2.1. Video Summarization

Video summarization has become a critical research area within computer vision, driven by the exponential increase in video content across various platforms and domains. This task focuses on extracting concise, representative summaries from extensive video sequences, enabling efficient content consumption for applications such as video analytics, content recommendation systems, and archival retrieval [8]. Traditional video summarization methods often rely on heuristic approaches, including clustering techniques and keyframe extraction algorithms. These methods aim to identify visually distinct or statistically significant frames within a video [9,10]. While such approaches are computationally efficient and have seen widespread adoption in earlier systems, their reliance on simple rules and thresholds frequently limits their ability to capture complex patterns in real-world video data. These methods often fail to generalize across diverse video types and typically overlook the contextual information and temporal relationships embedded within videos, resulting in summaries that are disjointed or incomplete [11,12].
The advent of deep learning has revolutionized video summarization by introducing methods capable of modeling spatio-temporal dependencies in a more nuanced and data-driven manner. Early attempts in this space employed Convolutional Neural Networks (CNNs) to capture spatial features and Recurrent Neural Networks (RNNs) to model temporal dynamics. These architectures demonstrated improved performance compared to heuristic-based methods by leveraging large-scale datasets to learn meaningful feature representations.
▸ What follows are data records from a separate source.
PR #17, opened 2026-07-02
feat(libsy): core interfaces and examples

messiaen:
## Summary

Adds **`libsy`** — a lightweight, embeddable Rust SDK for multi-LLM agent
optimization, with **routing** as the first use case. An algorithm decides —
statefully, using more than the request — which model(s) to call and how, and
never performs the call itself ("ask, don't call"), keeping the core provider-
and transport-agnostic. Ships with reference routers, runnable examples, and a
demo HTTP proxy that wires libsy routing into Switchyard's existing server /
translation crates.

## What's included

- **Core model** (`crates/libsy/src/lib.rs`)
  - `OrchAlgo` (the algorithm) + `MultiLlmOrchestrator` (the driver).
  - `LlmTarget` targets that either **serve** a call (carry an
    `LlmClient`) or **offload** it as a promise the host fulfills.
  - `DecisionTrace` trait-object decisions (uniform to read, downcast when the
    algorithm is known).
  - Two run modes: `orchestrate_direct` (all targets self-serve → `(trace,
    response)`) and streaming `orchestrate` (offloaded calls surface as
    `CallLlm` promises; `set_response(Ok/Err)` propagates results and errors).
- **Concurrency** — one shared `Arc<dyn OrchAlgo>` with no lock; `process_request(&self)`
  runs requests in parallel; each `orchestrate` run gets its own promise channel
  via a task-local, so concurrent requests' offloaded calls never cross.
- **Reference algorithms**
  - `RandomOrchAlgo` (`rand.rs`) — uniform random, single call.
  - `LlmClassifierOrchAlgo` (`llm_class.rs`) — classify → strong/weak, fail-open.
  - `EnsembleOrchAlgo` (`ensemble.rs`) — stateful fan-out → judge → commit.
- **Examples** — `research_agent.rs` (self-serving / `orchestrate_direct`) and
  `research_agent_core.rs` (offloaded / streaming).
- **Docs** — `README.md` (code-first scope) and `DESIGN.md` (narrative design).
- **Demo proxy** (`demo/libsy-proxy`) — a real HTTP proxy: Switchyard's server +
  translation crates handle the OpenAI / Anthropic / Responses APIs and format
  translation, while **all routing** is libsy's classifier algorithm. Shows
  libsy embedded in a production-shaped I/O stack without depending on
  Switchyard's own routing.

## Architecture

request → OrchAlgo.process_request (N × target.call) → (DecisionTrace, response)
                       │
[...]

PR #58, opened 2026-07-13
refactor(libsy): use conversation IR request and response types

nachiketb-nvidia:
Linear: [SWITCH-620 - Run a 24 hr stress test on Switchyard server](https://linear.app/nvidia/issue/SWITCH-620/run-a-24-hr-stress-test-on-switchyard-server)

## Why

PR #17 introduced libsy with bespoke `LlmRequest` / `LlmResponse` structs that only carried a text prompt and completion. That makes libsy look like it owns a new LLM wire abstraction, when Switchyard already has a shared provider-neutral conversation IR in `switchyard-translation`.

This change makes libsy align with that direction now: `LlmRequest` and `LlmResponse` are semantic aliases over `ConversationRequest` and `ConversationResponse`, while provider-specific details stay in clients/hosts rather than in router algorithms.

## What

- Replaces libsy-owned `LlmRequest` and `LlmResponse` structs with aliases to `ConversationRequest` and `ConversationResponse`.
- Adds small text helpers for text-only router logic and examples: `text_request`, `text_response`, `request_text`, and `response_text`.
- Updates `llm_class`, `ensemble`, and `rand` to inspect conversation IR via the helpers instead of old `prompt` / `completion` fields.
- Boxes `Step::ReturnToAgent` so the larger conversation response does not inflate the stream enum.
- Updates libsy examples and README to teach the conversation IR contract.
- Updates the libsy proxy demo to the current `Algorithm` / `Request` / `Response` API and compiles it against the shared router builder.

## How

The algorithms still operate on plain text where their current logic requires text, but that text is now extracted from the shared IR. Generated subcalls are built as text-only `ConversationRequest`s with the inbound model preserved in `model`; routed target selection remains on `Decision::selected_model()`.

The proxy demo still lets libsy make routing decisions and Switchyard own HTTP/profile serving. The demo now creates a text-only libsy request from inbound prompt text, runs the classifier algorithm directly, and returns a chat-completion response for Switchyard to translate back to the inbound format.

## What to Review

- Whether aliasing `LlmRequest` / `LlmResponse` to the translation IR is the right libsy contract for this PR.
- Whether the helper functions are the right minimum bridge for text-based router algorithms without reintroducing a second IR.
- Whether boxing `Step::ReturnToAgent` is acceptable for the stream API after the response type becomes larger.
- Whether the demo proxy update is appropriately scoped to compiling against the current libsy/server APIs.

## Validation

- `cargo test -p libsy`
- `cargo check -p libsy --examples`
- `cargo check -p libsy-proxy`
- `cargo test -p libsy-proxy`
- pre-commit hook: `cargo fmt`, `cargo clippy`

## Summary by CodeRabbit

* **New Features**
  * Added a shared, provider-neutral protocol for structured LLM conversations, including messages, roles, content blocks, and responses.
  * Updated the library API to support model selection and multi-part response content.
  * Improved routing and orchestration examples to use structured requests and responses.

* **Documentation**
  * Refreshed usage examples and API documentation to demonstrate the new conversation format.

* **Refactor**
  * Unified protocol types across the library and translation components.


crates/libsy/src/types.rs
messiaen, line 1: Let's move these types into a `protocol` or similar crate.

messiaen:
#17 is merged can you rebase? @nachiketb-nvidia

messiaen (changes requested):

crates/libsy/src/lib.rs
```diff
@@ -127,23 +117,12 @@ pub struct Request {
...
-}
-
-/// A response leaving the orchestrator: the neutral [`LlmResponse`] plus optional
+/// A response leaving the orchestrator: the neutral [`ConversationResponse`] plus optional
 /// correlation [`Metadata`].
 #[derive(Clone)]
 pub struct Response {
     /// The neutral model response.
-    pub llm_response: LlmResponse,
+    pub llm_response: ConversationResponse,
```
messiaen: @nachiketb-nvidia thoughts on renaming `ConversationResponse` to `LlmResponse`? ans similarly for Request

crates/switchyard-protocol/Cargo.toml
```diff
@@ -0,0 +1,16 @@
+# SPDX-FileCopyrightText: Copyright (c) 2026 NVIDIA CORPORATION & AFFILIATES. All rights reserved.
+# SPDX-License-Identifier: Apache-2.0
+
+[package]
+name = "switchyard-protocol"
```
messiaen: wdyt of naming this `libsy-protocol`?

messiaen (commented):
Couple of minor naming comments otherwise LGTM

crates/libsy/src/lib.rs
nachiketb-nvidia: sounds great!

crates/switchyard-protocol/Cargo.toml
nachiketb-nvidia: perfect, we should make everything libsy eventually

crates/switchyard-translation/src/codecs/stream.rs
messiaen: Should this type also be move to `libsy-protocol`?
Can be separate PR.

messiaen (approved):

messiaen (approved):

For example, RNNs, such as Long Short-Term Memory (LSTM) networks [13,14], have been effective in capturing temporal sequences, enabling a better understanding of video narratives and transitions [15]. However, these methods are often constrained by their limited ability to process long video sequences due to vanishing gradient problems and high computational costs associated with recurrent architectures. As a result, while CNN-RNN-based methods represent a step forward, they still fall short in addressing the full spectrum of challenges in video summarization, particularly for complex, dynamic video content [16].
More recently, transformer-based models, known for their self-attention mechanisms, have emerged as a promising solution to the limitations of earlier methods. These models excel at capturing long-range dependencies and hierarchical relationships in sequential data, making them well-suited for video summarization tasks [15]. Models such as Video-LLaMA leverage transformers to process both temporal and spatial features in a unified manner, enabling them to capture intricate dependencies across frames while maintaining contextual coherence. However, despite their impressive performance improvements, transformer-based models are associated with high computational costs and substantial resource requirements during training and inference [17]. These constraints hinder their deployment in resource-limited environments and large-scale real-world applications. Addressing these challenges requires innovative strategies that balance computational efficiency with the ability to capture rich spatio-temporal relationships [18]. Consequently, recent research efforts have focused on developing more efficient transformer architectures, parameter reduction techniques, and hybrid models to make video summarization more accessible and scalable without compromising performance [1].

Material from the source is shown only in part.